In work relevant to autism spectrum disorders, Picower Institute researchers have refined our understanding of the potential for remediating defects in the neuronal protein synthesis process that weaken the connections between neurons, or synapses. Applying this knowledge, they have discovered new ways to lessen many of the cognitive issues associated with autism and other conditions caused by Fragile X syndrome, a genetic disorder.

Inventing a better neurological future

The many inventions that have emerged from the work of institute team members — often in collaboration with students — include GENUS. This treatment (Gamma ENtrainment Using Sensory stimuli) is anchored in research that demonstrated the positive effects of gamma-wave stimulation on brains affected by neurodegeneration.

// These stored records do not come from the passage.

Issue #478, opened 2020-01-30
Print backtraces of top-level exceptions in ruby frontend


lopopolo:
MRI `ruby` pretty-prints backtraces when running code:

```console
$ ruby -e 'Integer "\xFF"'
Traceback (most recent call last):
	1: from -e:1:in `<main>'
-e:1:in `Integer': invalid value for Integer(): "\xFF" (ArgumentError)
```

Artichoke does not:

```console
$ ./target/debug/artichoke -e 'Integer "\xFF"'
ArgumentError (invalid value for Integer(): "\xFF")
```

Add backtrace printing to these spots in `artichoke-frontend`:

https://github.com/artichoke/artichoke/blob/6dc6d2f7aad87dc999769d0b7f9b6733ce514edb/artichoke-frontend/src/ruby.rs#L111
https://github.com/artichoke/artichoke/blob/6dc6d2f7aad87dc999769d0b7f9b6733ce514edb/artichoke-frontend/src/ruby.rs#L143
https://github.com/artichoke/artichoke/blob/6dc6d2f7aad87dc999769d0b7f9b6733ce514edb/artichoke-frontend/src/ruby.rs#L194

The MRI backtrace is formatted with bold and underline like this:

<img width="779" alt="Screen Shot 2020-01-29 at 9 15 08 PM" src="https://user-images.githubusercontent.com/860434/73422024-7e742280-42dc-11ea-974f-1c0dc9c91a4d.png">

lopopolo:
This is an example of how something similar is done in the REPL frontend

https://github.com/artichoke/artichoke/blob/6dc6d2f7aad87dc999769d0b7f9b6733ce514edb/artichoke-frontend/src/repl.rs#L172-L198

lopopolo:
Fixed by GH-594, GH-606.

Thanks @afaur 💎

PR #594, opened 2020-03-24
Print backtraces of top-level exceptions in ruby frontend #478

afaur:
Submitted for review to address issue https://github.com/artichoke/artichoke/issues/478
Please let me know if there is a suggestion for a test that would cover this change that I could add.

### DIFF
--- a/src/ruby.rs
+++ b/src/ruby.rs
@@ -8,8 +8,8 @@ use std::io::{self, Read, Write};
 use std::path::{Path, PathBuf};
 use structopt::StructOpt;
 
-use crate::backend::exception::RubyException;
 use crate::backend::exception::Exception;
+use crate::backend::exception::RubyException;
 use crate::backend::extn::core::exception::{IOError, LoadError};
 use crate::backend::ffi;
 use crate::backend::state::parser::Context;
@@ -165,7 +165,10 @@ fn load_error(file: &OsStr, message: &str) -> Result<String, Exception> {
     Ok(buf)
 }
 
-fn handle_exception(interp: &mut artichoke_backend::Artichoke, exc: artichoke_backend::exception::Exception) -> Result<(), Exception> {
+fn handle_exception(
+    interp: &mut artichoke_backend::Artichoke,
+    exc: artichoke_backend::exception::Exception
+) -> Result<(), Exception> {
     if let Some(backtrace) = exc.vm_backtrace(interp) {
         writeln!(
             io::stderr(),
--- a/src/ruby.rs
+++ b/src/ruby.rs
@@ -2,11 +2,13 @@
 //!
 //! Exported as `ruby` and `artichoke` binaries.
 
+use ansi_term::Style;
 use std::ffi::{OsStr, OsString};
-use std::io::{self, Read};
+use std::io::{self, Read, Write};
 use std::path::{Path, PathBuf};
 use structopt::StructOpt;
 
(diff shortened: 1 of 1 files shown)


src/ruby.rs
```diff
@@ -69,7 +71,10 @@ pub fn entrypoint() -> Result<(), Exception> {
         io::stdin()
             .read_to_end(&mut program)
             .map_err(|_| IOError::new(&interp, "Could not read program from STDIN"))?;
-        let _ = interp.eval(program.as_slice())?;
```
lopopolo: the `let _ = ...` here is saying: I don't want to deal with this error. Now we do want to deal with this error 🎉 

Instead of `map_err`, I think the code would communicate that intent more clearly by looking like the `-e` command handling below. Maybe something like:

```rust
if let Err(exc) = interp.eval(program.as_slice()) {
    handle_exception(&mut interp, &exc)?;
}
```

This code propagates failures to print stack traces the same way we propagate errors to read code from stdin.

src/ruby.rs
```diff
@@ -141,7 +149,11 @@ fn execute_program_file(programfile: &Path, fixture: Option<&Path>) -> Result<()
             }
         }
     };
-    let _ = interp.eval(program.as_slice())?;
+
+    let _ = interp
+        .eval(program.as_slice())
+        .map_err(|exc| handle_exception(&mut interp, &exc));
```
lopopolo: I think this bit of error handling should be structured as above.

src/ruby.rs
```diff
@@ -152,3 +164,38 @@ fn load_error(file: &OsStr, message: &str) -> Result<String, Exception> {
     string::format_unicode_debug_into(&mut buf, &path)?;
     Ok(buf)
 }
+
+fn handle_exception(
+    interp: &mut artichoke_backend::Artichoke,
+    exc: &artichoke_backend::exception::Exception,
```
lopopolo:
```suggestion
    exc: &Exception,
```

src/ruby.rs
```diff
@@ -2,12 +2,14 @@
...
 //! Exported as `ruby` and `artichoke` binaries.
 
+use ansi_term::Style;
 use std::ffi::{OsStr, OsString};
-use std::io::{self, Read};
+use std::io::{self, Read, Write};
 use std::path::{Path, PathBuf};
 use structopt::StructOpt;
 
 use crate::backend::exception::Exception;
```
lopopolo:
```suggestion
use crate::backend::exception::{Exception, RubyException};
```

src/ruby.rs
```diff
@@ -2,12 +2,14 @@
...
+use crate::backend::exception::RubyException;
```
lopopolo:
```suggestion
```

lopopolo:
@afaur I'm not sure if you know this, but you can use `cargo` to auto format Rust code.

If you installed `rust` with `rustup`, you can do:

```sh
rustup component add rustfmt
```

Then you can run:

```sh
cargo fmt
```

lopopolo:
Artichoke doesn't have the concept of a UI test right now (not sure of the exact name here, stealing this terminology from rustc which uses it for testing outputted compiler errors).

I don't know what to do right now, so I filed https://github.com/artichoke/artichoke/issues/595 to investigate.

lopopolo:
Merging as is and following up in a fixup PR. Thanks for the contribution @afaur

Clinical trials of GENUS in humans have already shown safety and evidence of efficacy.

Other notable inventions include a mechanism-based pharmacological therapy for Rett Syndrome, a severe neurological disorder that affects cognitive and emotional development, usually in girls. The therapy uses the molecule IGF1 (insulin-like growth factor 1). This achievement is the result of years of the institute’s work on the genetic aspects of synaptic plasticity.

SCOUT also deserves emphasis. This innovation is a pipeline that enhances the ability to analyze “minibrains,” cerebral organoids built from human-derived stem cells that serve as manipulable models of human brain development and neurodegeneration.

SCOUT makes it possible for scientists to image and define these three-dimensional brain models more clearly and with greater precision. The process makes the organoids transparent, allowing for better imaging of the complete model in real space, with cellular reactions easy to follow and record. SCOUT’s freely accessible software can then perform sophisticated analyses on the gathered data, affording new possibilities for studying multiple diseases.